1. Postanowiłam, że jeżeli ktoś ma jakieś pytania dot. mnie i mojej osoby, bądź Fury. Pod tym rozdziałem zostawiajcie w kom. pytania. Na wszystkie odpowiem !!
2. Dziękuję za 21 komentarzy !! Mam nadzieję, że zawsze już ich tyle będzie , serio cieszyłam się głupi do sera.
3. Rozdział jest krótki ale myślę, że treściwy. I wiem, że obiecałam, że bd rozdziały normalnie,a znowu dd w pn a nie w weekend. Ale nie miałam siły. Dodam tylko, że rozmowa między Chrisem,a Roonie jest z życia wzięta.
KOCHAM WAS I KOMENTUJCIE TAK ŁADNIE PROOOOOSZĘ <3 + PAMIĘTAJCIE O PYTANIACH !!

10 komentarzy:

  1. Świetny jest ,a Ty dobrze o tym wiesz :* ,bo ciągle Ci to mówię /C

    OdpowiedzUsuń
  2. Swietny ;* pisz dalej.. życzę weny :3

    OdpowiedzUsuń
  3. Idealny jest ,czekam na next

    OdpowiedzUsuń
  4. weź długopis i kartkę ;p 1. Napisz imię osoby płci przeciwnej.

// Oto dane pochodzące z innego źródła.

PR #665, opened 2025-03-06
edit Overview text

tgeoghegan:
Edits for concision, consistency and occasionally grammar.

### DIFF
--- a/draft-ietf-ppm-dap.md
+++ b/draft-ietf-ppm-dap.md
@@ -537,20 +537,19 @@ Task:
 
 # Overview {#overview}
 
-The protocol is executed by a large set of Clients and a pair of servers
-referred to as "Aggregators". Each Client's input to the protocol is its
-measurement (or set of measurements, e.g., counts of some user behavior). Given
-the input set of measurements `meas_1, ..., meas_N` held by the Clients, and an
-"aggregation parameter" `agg_param` shared by the Aggregators, the goal of DAP
-is to compute `agg_result = F(agg_param, meas_1, ..., meas_N)` for some
-function `F` while revealing nothing else about the measurements. We call `F`
-the "aggregation function" and `agg_result` the "aggregate result".
+The protocol is executed by a large set of Clients and a pair of Aggregators.
+Each Client's input to the protocol is its measurement (or set of measurements,
+e.g., counts of some user behavior). Given a set of measurements
+`meas_1, ..., meas_N` held by the Clients, and an "aggregation parameter"
+`agg_param` shared by the Aggregators, the goal of DAP is to compute
+`agg_result = F(agg_param, meas_1, ..., meas_N)` for some function `F` while
+revealing nothing else about the measurements. We call `F` the "aggregation
+function" and `agg_result` the "aggregate result".
 
 DAP is extensible in that it allows for the addition of new cryptographic
-schemes that compute different aggregation functions. In particular, the
-aggregation function is determined by the Verifiable Distributed Aggregation
-Function, or VDAF {{!VDAF=I-D.draft-irtf-cfrg-vdaf-14}}, used to securely
-compute it.
+schemes that compute different aggregation functions, determined by the
+Verifiable Distributed Aggregation Function, or
+{{!VDAF=I-D.draft-irtf-cfrg-vdaf-14}}, used to compute it.
 
 VDAFs rely on secret sharing to protect the privacy of the measurements. Rather
 than sending its measurement in the clear, each Client shards its measurement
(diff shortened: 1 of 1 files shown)


draft-ietf-ppm-dap.md
```diff
@@ -624,87 +622,77 @@ Helper:
...
-In DAP, input validation is accomplished by an interactive computation between
-the Leader and Helper. At the beginning of this computation, each Aggregator is
-in possession of an input share uploaded by the Client. At the end of the
-computation, each Aggregator is in possession of either an "output share" that
-is ready to be aggregated or an indication that the underlying data is invalid,
-in which case the report is rejected.
+DAP validates inputs using an interactive computation between the Leader and
+Helper. At the beginning of this computation, each Aggregator holds an input
+share uploaded by the Client. At the end of the computation, each Aggregator
+either holds an output share that is ready to be aggregated or rejects the
```
divergentdave, line 654: Having an active and passive verb on either side of this "either ... or" feels unusual to me
```suggestion
either obtains an output share that is ready to be aggregated or rejects the
```

divergentdave (approved):

draft-ietf-ppm-dap.md
```diff
@@ -537,20 +537,19 @@ Task:
...
+function" and `agg_result` the "aggregate result".
 
 DAP is extensible in that it allows for the addition of new cryptographic
-schemes that compute different aggregation functions. In particular, the
-aggregation function is determined by the Verifiable Distributed Aggregation
-Function, or VDAF {{!VDAF=I-D.draft-irtf-cfrg-vdaf-14}}, used to securely
-compute it.
+schemes that compute different aggregation functions, determined by the
+Verifiable Distributed Aggregation Function, or
+{{!VDAF=I-D.draft-irtf-cfrg-vdaf-14}}, used to compute it.
```
jcjones, line 552:
```suggestion
{{!VDAF=I-D.draft-irtf-cfrg-vdaf-14}}, used in the computation.
```
?

draft-ietf-ppm-dap.md
```diff
@@ -624,87 +622,77 @@ Helper:
...
 "report ID". Each Aggregator is responsible for storing the IDs of reports it
-has aggregated for a given task. To check whether a report has been replayed,
-it checks whether the report's ID is in the set of stored IDs.
-
-Note that IDs do not need to be stored indefinitely. The protocol allows
-Aggregators to enforce replay only for a sliding time window (e.g., within the
-last two weeks of the current time) and reject reports that fall outside of the
-replay window. This allows implementation to save resources by forgetting old
-report IDs.
+has aggregated and rejecting replayed reports.
```
jcjones, line 686: Should we say `repeated` instead of `replayed`, to be more encompassing of errors rather than malicious action?

tgeoghegan: I don't think "repeated" would be wrong, but we frequently discuss replay attacks and replayed reports elsewhere in the draft, so I think consistency is important.

draft-ietf-ppm-dap.md
tgeoghegan: I don't disagree with your phrasing but am not sure why it's better. Is the idea to allow for things besides the VDAF to be involved in the computation?

cjpatton: I prefer the current verbiage: a VDAF computes an aggregation function, it's not just one part of the computation.

draft-ietf-ppm-dap.md
```diff
@@ -561,20 +560,19 @@ Aggregators. This scheme has two important properties:
...
 
-Note that some VDAFs allow measurements to be aggregated multiple times, each
-time with a different aggregation parameter; however, DAP only allows each
-measurement to be aggregated once. Similarly, some VDAFs produce aggregate
-values which depend on the order in which the measurements are aggregated;
-however, DAP only supports VDAFs whose aggregation results are independent of
-the order in which measurements are aggregated (see {{Section 4.4.1 of !VDAF}}).
+DAP is not compatible with all VDAFs. Some VDAFs allow measurements to be
+aggregated multiple times with a different aggregation parameter. DAP only
+allows each measurement to be aggregated once. Some VDAFs produce aggregate
```
cjpatton, line 568: At first I read this as "DAP doesn't support Mastic", which I don't think is the intent. It's true that there are certain things we can do with Poplar1/Mastic that we can't do in DAP, but there are still useful applications of Mastic (and Poplar1, kind of) that DAP supports.

Basically I would just avoid conflating multi-collection and order-sensitive VDAFs here.

draft-ietf-ppm-dap.md
```diff
@@ -624,87 +622,77 @@ Helper:
...
 
 In the course of a measurement task ({{task-configuration}}), each Client
-records its own measurement value(s), packages them up into a report, and sends
-them to the Leader. Each share is encrypted to only one of the two Aggregators
-so that even though they pass through the Leader, the Leader is unable to see or
-modify the Helper's share. Depending on the task, the Client may only send one
-report or may send many reports over time.
+records its own measurement, packages it up into a report, and sends it to the
+Leader. Each share is encrypted to only one of the two Aggregators so that even
+though they pass through the Leader, the Leader is unable to see or modify the
```
cjpatton, line 632:
```suggestion
though both pass through the Leader, the Leader is unable to see or modify the
```

draft-ietf-ppm-dap.md
```diff
@@ -624,87 +622,77 @@ Helper:
...
 The Leader distributes the shares to the Helper and orchestrates the process of
-verifying them (see {{validating-inputs}}) and assembling them into an aggregate
-result for the Collector. Depending on the VDAF, it may be possible to
-incrementally process each report as it is uploaded, or it may be necessary to
-wait until the Collector transmits a collection request before processing can
-begin.
+verifying them and assembling them into a aggregate shares for the Collector.
+Depending on the VDAF, it may be possible to process each report as it is
+uploaded, or it may be necessary to wait until the Collector transmits a
+collection request before processing can begin.
```
cjpatton, line 640: WDYT?
```suggestion
uploaded, or it may be necessary to wait until the Collector initializes a collection job before processing can begin.
```

tgeoghegan: Sure, that's more consistent with how we discuss collection jobs elsewhere.

draft-ietf-ppm-dap.md
```diff
@@ -561,20 +560,20 @@ Aggregators. This scheme has two important properties:
...
-time with a different aggregation parameter; however, DAP only allows each
-measurement to be aggregated once. Similarly, some VDAFs produce aggregate
-values which depend on the order in which the measurements are aggregated;
-however, DAP only supports VDAFs whose aggregation results are independent of
-the order in which measurements are aggregated (see {{Section 4.4.1 of !VDAF}}).
+  their shares locally into "aggregate shares", which may later be merged into
+  the aggregate result.
+
+DAP is not compatible with all VDAFs. Some VDAFs produce aggregate
+values which depend on the order in which the measurements are aggregated. DAP
```
cjpatton, line 567: might: This is situation is very hypothetical
values -> results: consistency with terminology
```suggestion
DAP is not compatible with all VDAFs. Some VDAFs might produce aggregate
results which depend on the order in which the measurements are aggregated. DAP
```

cjpatton (approved):

jcjones (approved):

    2. Który kolor najbardziej lubisz: czerwony, czarny, niebieski, zielony czy żółty?

    3. Pierwsza litera twojego imienia?

    4. Miesiąc urodzenia?

    5. Który kolor bardziej lubisz czarny czy biały?

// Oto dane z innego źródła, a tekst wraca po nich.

PR #666, opened 2025-03-06
Other problem types may be any URI

divergentdave:
This is a follow-up to #661. While the problem types defined in this document are all URNs, we should still allow for servers to use other URIs that are not URNs as problem types. In particular, our implementation, Janus, uses `about:blank` in one case, where want to add a detail field while keeping the semantics of one of the HTTP status codes. We also use `https:` URLs for a couple of implementation-specific error cases.


tgeoghegan (approved):
Oops, you're right, I forgot that Janus can provide links to docs.divviup.org.

jcjones (approved):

    6. Imię osoby tej samej płci.

    7. Ulubiony numer?

    8. Wolisz jezioro czy morze?

    9. Napisz życzenie (możliwe do spełnienia!).

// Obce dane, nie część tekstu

Issue #647, opened 2025-01-23
Support bulk submissions in DAP


akoshelev:
There is currently [interest](https://github.com/patcg/ppa-api/issues/36) from the PPA group to use DAP as the main protocol to aggregate measurement results. However, there is a significant difference in how reports are submitted to the MPC: Rather than coming from end user devices, they are collected by an intermediary and later submitted to the Leader in [bulk](https://patcg.github.io/ppa-api/#overview). The PPA group concluded that network bandwidth savings are worth having a DAP extension that enables bulk uploads.

In https://github.com/patcg/ppa-api/issues/36, @cjpatton expressed support to have this functionality implemented in DAP, so this issue is open to see if there is appetite from this group to support it. 

The formal proposal to change DAP can be found [here](https://datatracker.ietf.org/doc/html/draft-thomson-ppm-dap-bulk-00) (aside from section 4.1 that is I believe is addressed in [dap-13](https://datatracker.ietf.org/doc/html/draft-ietf-ppm-dap-13#name-upload-request))

### Previous work

This issue has been discussed in https://github.com/ietf-wg-ppm/draft-ietf-ppm-dap/issues/64 and https://github.com/ietf-wg-ppm/draft-ietf-ppm-dap/pull/78. This group concluded that the complexity of supporting batch submissions (particularly handling partial failures) was not worth the network savings obtained from grouping request metadata in one header.

cjpatton:
My main recollection from previous discussions is that if batched uploading could be handled at the HTTP level, and that we would perhaps better serve higher level applications to force them to do just that.

If the reports your batch-uploading have fields in common, then you can in theory save a little bandwidth:
1. the task ID (32 bytes per upload)
2. any public extensions that have identical payloads (savings vary based on the contents of extensions)
3. the [taskprov advertisement](https://github.com/ietf-wg-ppm/draft-ietf-ppm-dap-taskprov), if you're using that extension and using it to provision tasks (savings vary, perhaps a 100 or so bytes per report)

Regardless of how much we might save, I think if sending a very large HTTP request instead of many small HTTP requests is convenient for PPA, then we should support it.

akoshelev:
> How "big" might report extensions get for PPA? 

At this moment we expect at least [3 extensions](https://w3c.github.io/ppa/#prio) (not including the one proposed here) to be used for PPA submissions.

> Would the payloads be the same across all or at least many of the reports?

[...]

PR #667, opened 2025-03-11
Adopt Bulk Submission protocol in DAP

akoshelev:
This addresses #647 by incorporating the functionality to support bulk uploads into DAP spec. 

## References
* [dap-bulk](https://martinthomson.github.io/dap-bulk/draft-thomson-ppm-dap-bulk.html) extension proposal to DAP. This change builds on top of it

## Outstanding issues
* The mechanism to report upload progress is described at the very high-level. It tries to avoid relying on any specific HTTP protocol version. Is it what we want here? 

## Preview

[HTML](https://akoshelev.github.io/draft-ietf-ppm-dap/dap-bulk/draft-ietf-ppm-dap.html#name-bulk-upload)

### DIFF
--- a/draft-ietf-ppm-dap.md
+++ b/draft-ietf-ppm-dap.md
@@ -1382,7 +1382,7 @@ Note: Long cache lifetimes may result in Clients using stale HPKE
 configurations; Aggregators SHOULD continue to accept reports with old keys for
 at least twice the cache lifetime in order to avoid rejecting reports.
 
-### Upload Request
+### Upload Request  {#upload-request}
 
 Clients upload reports by using an HTTP POST to
 `{leader}/tasks/{task-id}/reports`. The payload is a `Report`, with media type
@@ -1551,6 +1551,37 @@ abort the upload request with error "invalidMessage".
 the Leader to decrypt its input share. The Leader also cannot validate the
 Helper's extensions because it cannot decrypt the Helper's input share.
 Mandatory validation of extensions will occur during aggregation.)
+
+### Bulk upload
+
+Clients or intermediates with multiple reports in hand can use bulk upload endpoint
+and send an HTTP POST to `{leader}/tasks/{task-id}/reports/bulk` with media type
+"application/dap-bulk-report". A bulk request is equivalent to multiple separate
+submissions and is strictly a performance optimization.
+
+The "application/dap-bulk-report" format contains a prologue that encodes extensions that are
+common to all reports. The header is followed by any number of reports, from which those
+shared fields are removed.
+
+~~~ tls-presentation
+struct {
+Extension common_extensions<0..2^16-1>;
+Report report[REPORT_COUNT];
+} BulkReport;
+~~~
+{: #syn-bulk-report title="Bulk Report Format"}
+
+The use of `REPORT_COUNT` in {{syn-bulk-report}} is a small abuse of the TLS syntax
+to signify that any number of reports are included. This "value" could be any
+positive integer. Unlike a variable-length field, as denoted with `&lt;` and `>`,
+this format does not require that the size of all included reports
+be known before constructing a request.
+
+The `common_extensions` field contains common extensions that are added to the set of
+public report extensions in each report that follows. Reports that include values for
+any common extension override the value in the common extension.
+
+Each individual report from the bulk upload request will be processed as described in {{upload-request}}.
 
 ### Report Extensions {#report-extensions}
 
--- a/draft-ietf-ppm-dap.md
+++ b/draft-ietf-ppm-dap.md
@@ -1552,7 +1552,7 @@ the Leader to decrypt its input share. The Leader also cannot validate the
 Helper's extensions because it cannot decrypt the Helper's input share.
 Mandatory validation of extensions will occur during aggregation.)
 
-### Bulk upload
+### Bulk upload {#bulk-upload}
 
 Clients or intermediates with multiple reports in hand can use bulk upload endpoint
 and send an HTTP POST to `{leader}/tasks/{task-id}/reports/bulk` with media type
@@ -1582,6 +1582,35 @@ public report extensions in each report that follows. Reports that include value
 any common extension override the value in the common extension.
 
 Each individual report from the bulk upload request will be processed as described in {{upload-request}}.
+
+### Partial failures
+
+Bulk uploads take longer time to complete and have higher chance to fail, leaving clients
+uncertain about the status of their uploads. Replaying the entire request again
+wastes both server and client resources and network bandwidth.
+
+To provide  more robust failure handling, reports in the upload MUST be implicitly
+enumerated by the Server using 0-based indexing. Monotonically increasing report index
+is used to communicate the upload status to the Client.
+
+Any report in the upload may be rejected for reasons listed in ({{upload-request}}).
+
+Leader SHOULD provide a means to Clients to obtain status of the upload.
+
+~~~ tls-presentation
+struct {
+/* The index of the latest report processed so far by the server */
+uint32 latest_index,
+/* The list of indices of reports rejected on the server side */
+uint32 rejected<..>,
+} BulkReportStatus;
+~~~
+
+Server MAY compress large sequences of rejected reports into ranges, to avoid payload blowout.
+
+If bulk upload request fails for any reason, Client MAY choose to submit bulk upload request again.
+Client SHOULD only include reports not confirmed by the Leader. Clients MUST handle
+`reportRejected` errors ({{upload-request}}) during this upload.
 
 ### Report Extensions {#report-extensions}
 
--- a/draft-ietf-ppm-dap.md
+++ b/draft-ietf-ppm-dap.md
@@ -81,7 +81,10 @@ contributor:
        name: Charlie Harrison
        org: Google
        email: csharrison@chromium.org
-
+ -
+       name: Alex Koshelev
+       org: Meta
+       email: koshelev@meta.com
  -
        name: Peter Saint-Andre
        email: stpeter@gmail.com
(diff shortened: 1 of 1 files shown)


draft-ietf-ppm-dap.md
```diff
@@ -106,6 +106,11 @@ contributor:
        org: Apple
        email: shan_wang@apple.com
 
+ -
+       name: Alex Koshelev
+       org: Meta
+       email: koshelev@meta.com
+
```
cjpatton, line 113: Let's keep this list in alphabetical order.

draft-ietf-ppm-dap.md
```diff
@@ -1547,6 +1552,66 @@ the Leader to decrypt its input share. The Leader also cannot validate the
...
+Report report[REPORT_COUNT];
+} BulkReport;
+~~~
+{: #syn-bulk-report title="Bulk Report Format"}
+
+The use of `REPORT_COUNT` in {{syn-bulk-report}} is a small abuse of the TLS syntax
+to signify that any number of reports are included. This "value" could be any
+positive integer. Unlike a variable-length field, as denoted with `&lt;` and `>`,
+this format does not require that the size of all included reports
+be known before constructing a request.
```
cjpatton, line 1578: For this to work, the Leader would need to know what value of `REPORT_COUNT` to expect. This could be an API parameter, for example.

A more conventional alternative would be to add a "length prefix" to the `report` field so that the Leader knows how many total bytes it expects to parse. Something like this:

```
struct {
  Report reports_list<0..2^32-1>;
} BulkReport;
```

The `<0..2^32-1>` signifies that the list of reports can be as long as `2^32-1` bytes. This also implies that that the list is prefixed by a four byte string that encodes the length of the remainder.

FWIW I don't think this is an abuse of TLS syntax :) It's pretty common.

draft-ietf-ppm-dap.md
```diff
@@ -1547,6 +1552,66 @@ the Leader to decrypt its input share. The Leader also cannot validate the
...
+
+The `common_extensions` field contains common extensions that are added to the set of
+public report extensions in each report that follows. Reports that include values for
+any common extension override the value in the common extension.
```
cjpatton, line 1582: This behavior can trigger report rejection in two cases:
1. If we override a public extension, and the payload is different, then HPKE decryption will fail.
2. If we add a public extension, but there is a private extension with the same codepoint, [then the aggregator is suppoesd to reject](https://ietf-wg-ppm.github.io/draft-ietf-ppm-dap/draft-ietf-ppm-dap.html#section-4.7.1.4-3.7.1).

Also, note that each client would need to bind the common extensions to its report via the [`InputShareAad`](https://ietf-wg-ppm.github.io/draft-ietf-ppm-dap/draft-ietf-ppm-dap.html#section-4.6.2-16).

I think to deal with both of these cases, the Leader needs to convey the common extensions to the Helper during aggregation. This presents another questions: are common extensions scoped to a batch, an aggregation job, or  bulk uploads? My suspicion is that the protocol logic would get really hairy unless we scope this to a batch.

draft-ietf-ppm-dap.md
```diff
@@ -1547,6 +1552,66 @@ the Leader to decrypt its input share. The Leader also cannot validate the
...
+uncertain about the status of their uploads. Replaying the entire request again
+wastes both server and client resources and network bandwidth.
+
+To provide  more robust failure handling, reports in the upload MUST be implicitly
+enumerated by the Server using 0-based indexing. Monotonically increasing report index
+is used to communicate the upload status to the Client.
+
+Any report in the upload may be rejected for reasons listed in ({{upload-request}}).
+
+Leader SHOULD provide a means to Clients to obtain status of the upload.
```
cjpatton, line 1598: This PR should specify this mechanism.

draft-ietf-ppm-dap.md
```diff
@@ -1547,6 +1552,66 @@ the Leader to decrypt its input share. The Leader also cannot validate the
...
+~~~ tls-presentation
+struct {
+/* The index of the latest report processed so far by the server */
+uint32 latest_index,
+/* The list of indices of reports rejected on the server side */
+uint32 rejected<..>,
+} BulkReportStatus;
+~~~
+
+Server MAY compress large sequences of rejected reports into ranges, to avoid payload blowout.
```
cjpatton, line 1609: This should be fully specified, since "compress ... into ranges" can have multiple interpretations.

draft-ietf-ppm-dap.md
```diff
@@ -3533,6 +3598,17 @@ report extensions {{report-extensions}} used by the task. Since meaningful
 privacy requires that multiple Clients contribute to a task, they should also
 share a consistent view of the task configuration.
 
+## Bulk uploads
+
+The potential for a single client to generate large amounts of work using
+{{bulk-upload}} for a DAP service is a serious threat to service availability.
```
cjpatton, line 3604: I think "serious" is perhaps too strong of a word :)

draft-ietf-ppm-dap.md
```diff
@@ -1547,6 +1552,66 @@ the Leader to decrypt its input share. The Leader also cannot validate the
...
+
+### Partial failures
+
+Bulk uploads take longer time to complete and have higher chance to fail, leaving clients
+uncertain about the status of their uploads. Replaying the entire request again
+wastes both server and client resources and network bandwidth.
+
+To provide  more robust failure handling, reports in the upload MUST be implicitly
+enumerated by the Server using 0-based indexing. Monotonically increasing report index
+is used to communicate the upload status to the Client.
```
tgeoghegan, line 1594: What do you mean by "implicitly" here? That the Leader MUST assign indices that match the order implied by the order in which reports appear in `BulkReport.reports`?

tgeoghegan (commented):
I left a review with some specific questions and comments on the PR as it stands. But I have some higher level discussion as well.

I support taking a change in DAP because uploading multiple reports at once to deduplicate content and save on other resources is a reasonable feature, and we have some time left before WGLC. So if we can take something that isn't too disruptive to the existing protocol and solves your use case, then great!

Given that context, a design restriction I want to place here is that we should publish DAP with only a single mechanism for uploads, where the upload message contains a vector of reports. The current case of DAP uploads would simply be a vector of length 1.

But I don't think that such an approach would solve your use case, and what you're working toward here is richer than that. What we have here is the beginnings of an interaction wherein a client can stream a large number of reports into the leader, perhaps over a long-lived connection. Parallel to that, the leader streams errors back into the client (though the API metaphor may be different, using a paginated list or a queue) to enable efficient retries. This interaction exists alongside the existing upload interaction.

My concern is that we will struggle to design a solution that satisfies your use case while confining itself to the parts of HTTP DAP currently uses, or without introducing unsatisfactory complexity to the common upload case.

I think it might help if instead of starting by articulating things in POSTs of messages in TLS presentation language syntax, why don't you start by laying out for us your ideal conception of how this works? Don't worry about whether you're being consistent with DAP's established conventions, or if you're relying on transport mechanisms that we have RFCs for. Just tell us how you'd do this if you owned both endpoints and could use whatever primitives you want, and then I think we can try to figure out together if that fits into DAP, or if we should try it in another document.

draft-ietf-ppm-dap.md
```diff
@@ -1547,6 +1552,66 @@ the Leader to decrypt its input share. The Leader also cannot validate the
...
 
+### Bulk upload {#bulk-upload}
+
+Clients or intermediates with multiple reports in hand can use bulk upload endpoint
+and send an HTTP POST to `{leader}/tasks/{task-id}/reports/bulk` with media type
+"application/dap-bulk-report". A bulk request is equivalent to multiple separate
+submissions and is strictly a performance optimization.
+
+The "application/dap-bulk-report" format contains a prologue that encodes extensions that are
+common to all reports. The header is followed by any number of reports, from which those
```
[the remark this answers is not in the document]
akoshelev: I forgot to change this when doing s/header/prologue. Will fix

draft-ietf-ppm-dap.md
akoshelev: I was thinking that we could leverage end of stream messages (or [upload complete](https://httpwg.org/http-extensions/draft-ietf-httpbis-resumable-upload.html#name-completeness)) header to indicate that this is the last report included in the payload.

In my opinion, the latter model where clients communicate end of stream rather than telling the payload size in advance is a bit friendlier. Often, in order to compute the total size, clients need to perform some non-trivial IO. On the other hand, clients almost always know where and when the report stream ends

akoshelev:
I spoke with @cjpatton yesterday and we arrived to a conclusion that the shape of the API proposed here is not a good fit for core DAP for the following reasons

* Streaming API is not something that is used in other parts of DAP. A similar problem for aggregation job was solved by chunking requests.
* There may be implementation challenges for Leaders to support the streaming API. DAP servers backed by serverless compute may struggle to keep active requests for minutes to receive all the data. 

The conclusion we arrived at was to enrich the `{leader}/tasks/{task-id}/reports` endpoint to accept more than one report, but number of reports needs to be known in advance and try to make it part of core DAP spec. If PPA team finds it insufficient, then we can continue pursuing an extension to DAP to support streaming. 

@cjpatton I was thinking that we still create a new endpoint for this `{leader}/tasks/{task-id}/reports/bulk`, but since our last conversation I changed my mind because:

* If we were to implement a streaming API, then there will be 3 endpoints which makes it harder to choose. 
* Given that the size of payload is limited, the risk of having DDoS attacks on this endpoint is not that different from what we have in DAP currently.

The next step for me is to close this PR and open a new one that proposes changing `{leader}/tasks/{task-id}/reports` and make it work for 1..N reports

    Skończone – zobacz poniżej:

    Odpowiedzi

    1. Kochasz tę osobę.

    2. Jeżeli wybrałaś /eś:

    Czerwony – twoje życie jest pełne miłości. Czarny – jesteś konserwatywna /y i agresywna /y. Zielony – twoja dusza jest zrelaksowana i jesteś osobą na luzie. Niebieski – jesteś spontaniczna /y i kochasz całusy i pieszczoty tych, których kochasz. Żółty- jesteś bardzo szczęśliwą osobą i udzielasz dobrych rad tym, którzy są w dołku.

    3. Jeżeli pierwsza litera twojego imienia jest:

    A-K - masz w sobie dużo miłości, którą ofiarujesz bliskim i przyjaciołom.

    L-R - Próbujesz cieszyć się życiem na maxa a twoje życie uczuciowe wkrótce rozkwitnie.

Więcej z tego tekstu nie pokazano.